Seventeen year ago, when I was a moody, wandering, depressed nineteen year-old college student, I developed an obsession with the tv show thirtysomething. I was a young teenager when the show first aired, and didn’t pay attention, until living in an upstairs room of a house, isolated, wanting to be someone else, I discovered late night reruns on lifetime television. When everyone else was asleep, I would sneak downstairs and eat two bowls of ice cream and watch Michael and Hope, Elliot and Nancy, Melissa, and what was Hope’s best friend’s name? The one with the sexy voice? I wanted to be her. I wanted the voice. But really, I wanted to be Hope. Perfect looking, perfectly married, perfectly together, perfect mother; her biggest problem was that her husband (very cute, very creative) didn’t notice the laundry to carry it downstairs. He would only carry it downstairs after she asked him to. Pshaw.
For about a year and a half, I disappeared from my own life into their life for an hour each day. I bought the soundtrack. I pretended a lot. I was an acting student – wasn’t this practice? Eventually, I think the reruns stopped, or I moved and no longer had cable television.
And now here I am, 36 years-old, with a new toy called Netflix. Last night I searched thirtysomething. Yep – all four seasons. I took a chance. Would it be as good as I remembered? Would it hold up to time? Or would it go the way of other things I loved in my youth because I wanted to escape into them, rather than because they were quality (Andrew Lloyd Webber’s Aspects of Love, for instance).
Season One, Episode Four: “Couples.”
In the spirit of Rashomon, a couples’ evening devolving into an argument between husband and wife is told from four points of view, interspersed with an assignment to create an ad for a plastic surgeon, culminating in a kids’ backyard birthday party and – at last! – Michael and Hope realizing that their fight about the washing machine had no major significance, that their friends are really the ones with marital trouble. They kiss and hold each other for dear life in the messy kitchen. Cut to WG Snuffy Walden’s catchy theme.

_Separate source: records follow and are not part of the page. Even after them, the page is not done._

PR #25113, opened 2023-06-15
FIX : Link in knowledge records

atm-adrien:
## FIX : Link in knowledge records

The field "answer" was displayed by the dolEditor object.
But this must be used only for edit and create view otherwise the links can not work.

Before : 
image

After : 
image


eldy:
Because the solution of a km article is the main article. It was designed on purpose to have the message on all the width of the page. Thus allow the show the article that can be a full web page content.

atm-adrien:
Ok, but, with this solution, no link entered in the article will be functional.
Do you have a solution that I could implement to solve this problem?

atm-maxime:
Maybe just display the answer on the full width of the screen not only half left.
Another inconvenient of the ckeditor is that the height is limited and displays a scrollbar

atm-adrien:
I created a new PR that refers to this one: https://github.com/Dolibarr/dolibarr/pull/25173

atm-adrien:
I created a new PR that refers to this one: https://github.com/Dolibarr/dolibarr/pull/25173

atm-maxime:
@eldy what is the point of having this textearea displayed in readonly with ckeditor ?

Issue #22467, opened 2022-10-01
UNIQUE index for _extrafields table


fgarciapatino:
### Bug

facturedet extrafield table allows multuple fk_object records

### Environment Version

14.0.2

### Environment OS

LAMP

### Environment Web server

Oh joy! It holds up! It’s melodramatic in just the right way, lit with just the right tinge of realism, Michael appears without his shirt, Hope wears a dress slit open in the back in that special 80’s style. There’s the perfect amount of insecurity, heart-to-heart talks, and comedic supporting players. And their quirky, mysterious boss Miles hasn’t even entered the scene yet.
While watching this on my laptop, pureeing corn and butternut squash, pouring it into tiny jam jars for a seven month-old with an enormous appetite, there it was, staring me in the face: this was my life. I had gotten my nineteen year-old wish: I had become Hope.

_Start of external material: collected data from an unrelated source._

PR #25129, opened 2023-06-16
Convenience methods for database access

mc2contributor:
# NEW Easy database query methods
Two methods I've found incredibly useful in other projects: `getVar()` to retrieve single values from the database, and `getCol()` to retrieve a single column.  Simplifies code and saves typing.

I was happy to find that `getRow()` and `getRows()` were already there, but disappointed that `getRows()` is marked as deprecated.  I realize the potential for memory issues with `getRows()`, but I think it's too useful for small requests to remove it entirely.  I'll be using all four of these in our system.

### DIFF
--- a/htdocs/core/db/DoliDB.class.php
+++ b/htdocs/core/db/DoliDB.class.php
@@ -363,9 +363,34 @@ abstract class DoliDB implements Database
 	}
 
 	/**
+	 * Return single field from query.
+	 * Only to be used with SELECT queries.
+	 * Don't add LIMIT to your query, it will be added by this method
+	 *
+	 * @param 	string 				$sql 	The sql query string
+	 * @return 	mixed    			False on failure, null on empty, field value on success (could be null)
+	 */
+	public function getVar($sql)
+	{
+		$sql .= ' LIMIT 1';
+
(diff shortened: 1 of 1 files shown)


htdocs/core/db/DoliDB.class.php
```diff
@@ -411,4 +436,27 @@ public function getRows($sql)
...
+	 * @param 	string 		$sql 		The sql query string
+	 * @return 	bool|array				Result
+	 */
+	public function getCol($sql)
+	{
+		$res = $this->query($sql);
+		if ($res) {
+			$results = array();
+			if ($this->num_rows($res) > 0) {
+				while ($arr = $this->fetch_row($res)) {
```
eldy, line 453: Using of fetch_row make unnamed access to data.
Column access must use a named access to avoid bug or bad data use when field orders differs from one database to another one.

mc2contributor: The idea here is to use with queries like:

```
SELECT nom FROM d_projet;
```

to get a list of names as an array, where only one column is being selected, so that field order is not applicable.  The same applies to both `getVar()` and `getCol()`.

PR #25133, opened 2023-06-18
FIX | Update fourn/facture/list.php

cmfpmatik:
# FIX|Fix #0000
Can apply filter when user config it on "/admin/defaultvalues.php?mode=filters"


htdocs/fourn/facture/list.php
```diff
@@ -113,6 +112,10 @@
 $search_categ_sup = trim(GETPOST("search_categ_sup", 'int'));
 $search_product_category = GETPOST('search_product_category', 'int');
 
+$search_status = GETPOST('search_status', 'alpha');
+$optioncss = GETPOST('optioncss', 'alpha');
+$object_statut = GETPOST('search_statut', 'alpha');
```
eldy, line 117: Why adding search_statut ?  Seems a duplicate of search_status.
Filter on search_status seems already working.

cmfpmatik: pl

eldy:

PR #25134, opened 2023-06-18
FIX | Update compta/facture/list.php

cmfpmatik:
FIX|
Can apply filter when user config it on "/admin/defaultvalues.php?mode=filters"


htdocs/compta/facture/list.php
```diff
@@ -145,6 +145,10 @@
 $search_btn = GETPOST('button_search', 'alpha');
 $search_remove_btn = GETPOST('button_removefilter', 'alpha');
 
+$search_status = GETPOST('search_status', 'alpha');
+$optioncss = GETPOST('optioncss', 'alpha');
+$object_statut = GETPOST('search_statut', 'alpha');
```
eldy, line 150: Why adding search_statut ? Seems a duplicate of search_status.
Filter on search_status seems already working.

eldy:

Now, to be true, I don’t parade about in short t-shirts and bikini underwear. But I do suffer from the up and down moods of taking care of a baby all day. Some days when Mark comes home, I grab him and kiss him; other days, I'm ready to pound the bugs on the walls with his racquetball shoe (we have neither bugs nor racquetball shoes, but I could relate). I have some work that takes me out of the house, and, unlike Hope, I'm usually excited to leave and be an adult sans kid for a while. We also never see Hope in her pajamas at noon. But, all in all, the truth is there: I have become a thirtysomething wife and mother. Seventeen years of traipsing about to find myself, and I land where I wanted to be from the very start.
The treasure is always buried under our feet, right? But on the journey to find it, we see how beautiful the pyramids are.
Wow, can I relate! I never watched the show - although I'm definitely thinking about it now - but as surreal as it is, being a stay-at-home mom of three with a hunky husband of good stock :-) was something I always wanted too.
ReplyDeleteMakes me want to watch the episodes, too. It has been a while. And I LOVE LOVE those last couple lines. Really! Just sticks with me.